▶ [DATA SECTION]
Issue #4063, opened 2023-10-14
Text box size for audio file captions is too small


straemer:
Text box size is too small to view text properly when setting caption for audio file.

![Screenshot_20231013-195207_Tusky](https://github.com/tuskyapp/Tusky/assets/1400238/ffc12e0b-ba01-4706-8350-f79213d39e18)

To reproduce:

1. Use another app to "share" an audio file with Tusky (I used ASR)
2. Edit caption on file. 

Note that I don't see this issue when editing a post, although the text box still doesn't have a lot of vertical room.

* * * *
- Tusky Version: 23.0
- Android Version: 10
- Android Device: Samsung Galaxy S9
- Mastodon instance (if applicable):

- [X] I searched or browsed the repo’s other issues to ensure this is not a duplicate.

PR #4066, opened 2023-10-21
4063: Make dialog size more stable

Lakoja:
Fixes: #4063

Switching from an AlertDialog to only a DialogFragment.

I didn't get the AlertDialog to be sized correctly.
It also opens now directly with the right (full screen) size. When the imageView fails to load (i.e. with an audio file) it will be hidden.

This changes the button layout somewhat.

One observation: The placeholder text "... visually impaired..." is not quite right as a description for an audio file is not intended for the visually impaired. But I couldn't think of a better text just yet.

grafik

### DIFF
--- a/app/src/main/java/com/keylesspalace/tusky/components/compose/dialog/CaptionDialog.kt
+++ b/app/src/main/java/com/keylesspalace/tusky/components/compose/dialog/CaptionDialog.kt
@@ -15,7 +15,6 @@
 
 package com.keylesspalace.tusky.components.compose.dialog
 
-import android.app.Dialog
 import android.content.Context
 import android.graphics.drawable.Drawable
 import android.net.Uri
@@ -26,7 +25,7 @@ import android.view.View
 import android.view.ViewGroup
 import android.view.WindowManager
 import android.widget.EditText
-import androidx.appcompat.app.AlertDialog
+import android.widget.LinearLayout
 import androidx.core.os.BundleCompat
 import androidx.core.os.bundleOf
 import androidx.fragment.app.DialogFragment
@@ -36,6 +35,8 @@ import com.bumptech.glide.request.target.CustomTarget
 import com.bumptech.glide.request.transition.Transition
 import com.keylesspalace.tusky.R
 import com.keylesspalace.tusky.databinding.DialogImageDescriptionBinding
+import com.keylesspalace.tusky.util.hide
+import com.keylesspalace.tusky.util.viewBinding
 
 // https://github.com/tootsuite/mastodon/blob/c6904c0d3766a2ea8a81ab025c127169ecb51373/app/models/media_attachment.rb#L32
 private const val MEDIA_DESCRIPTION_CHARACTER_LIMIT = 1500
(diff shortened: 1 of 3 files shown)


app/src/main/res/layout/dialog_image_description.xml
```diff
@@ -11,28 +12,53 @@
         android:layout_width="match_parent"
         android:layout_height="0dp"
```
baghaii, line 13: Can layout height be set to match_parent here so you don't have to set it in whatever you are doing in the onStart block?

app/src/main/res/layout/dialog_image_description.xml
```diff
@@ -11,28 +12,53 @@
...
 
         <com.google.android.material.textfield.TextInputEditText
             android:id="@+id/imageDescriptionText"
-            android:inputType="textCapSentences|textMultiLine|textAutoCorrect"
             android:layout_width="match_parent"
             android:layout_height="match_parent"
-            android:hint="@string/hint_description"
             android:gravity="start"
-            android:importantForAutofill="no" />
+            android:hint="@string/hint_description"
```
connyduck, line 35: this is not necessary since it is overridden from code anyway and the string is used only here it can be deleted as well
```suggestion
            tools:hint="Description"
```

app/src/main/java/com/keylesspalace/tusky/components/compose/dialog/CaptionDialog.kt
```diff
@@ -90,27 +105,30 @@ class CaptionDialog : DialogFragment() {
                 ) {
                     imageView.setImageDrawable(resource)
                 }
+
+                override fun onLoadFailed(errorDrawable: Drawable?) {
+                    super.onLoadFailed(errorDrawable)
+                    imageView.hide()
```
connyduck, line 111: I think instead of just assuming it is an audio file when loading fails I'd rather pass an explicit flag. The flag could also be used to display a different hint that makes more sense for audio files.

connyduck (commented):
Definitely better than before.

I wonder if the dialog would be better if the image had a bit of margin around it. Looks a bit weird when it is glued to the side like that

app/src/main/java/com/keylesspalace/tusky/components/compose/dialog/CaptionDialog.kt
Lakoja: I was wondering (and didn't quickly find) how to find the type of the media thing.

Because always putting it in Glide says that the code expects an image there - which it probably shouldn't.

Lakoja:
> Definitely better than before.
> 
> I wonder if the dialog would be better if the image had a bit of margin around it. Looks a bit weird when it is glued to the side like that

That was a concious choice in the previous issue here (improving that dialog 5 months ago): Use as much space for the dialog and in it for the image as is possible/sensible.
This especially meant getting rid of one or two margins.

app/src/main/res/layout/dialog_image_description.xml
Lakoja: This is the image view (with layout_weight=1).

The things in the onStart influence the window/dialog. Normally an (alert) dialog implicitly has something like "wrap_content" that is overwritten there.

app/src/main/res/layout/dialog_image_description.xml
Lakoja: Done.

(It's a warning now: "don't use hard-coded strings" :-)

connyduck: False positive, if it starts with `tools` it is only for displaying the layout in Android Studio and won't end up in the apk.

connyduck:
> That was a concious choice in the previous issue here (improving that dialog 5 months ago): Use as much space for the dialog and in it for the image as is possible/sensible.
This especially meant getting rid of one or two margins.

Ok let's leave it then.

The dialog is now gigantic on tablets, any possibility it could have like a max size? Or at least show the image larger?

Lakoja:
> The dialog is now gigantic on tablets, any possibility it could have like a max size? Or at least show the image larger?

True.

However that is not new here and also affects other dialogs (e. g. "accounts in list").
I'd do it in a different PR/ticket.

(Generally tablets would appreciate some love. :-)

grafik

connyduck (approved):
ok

▶ [WHAT THE TASK REQUIRES]
Determine how many lines in the entries hold the string "util". Write only the number.

▶ [EXERCISE RESULT]
2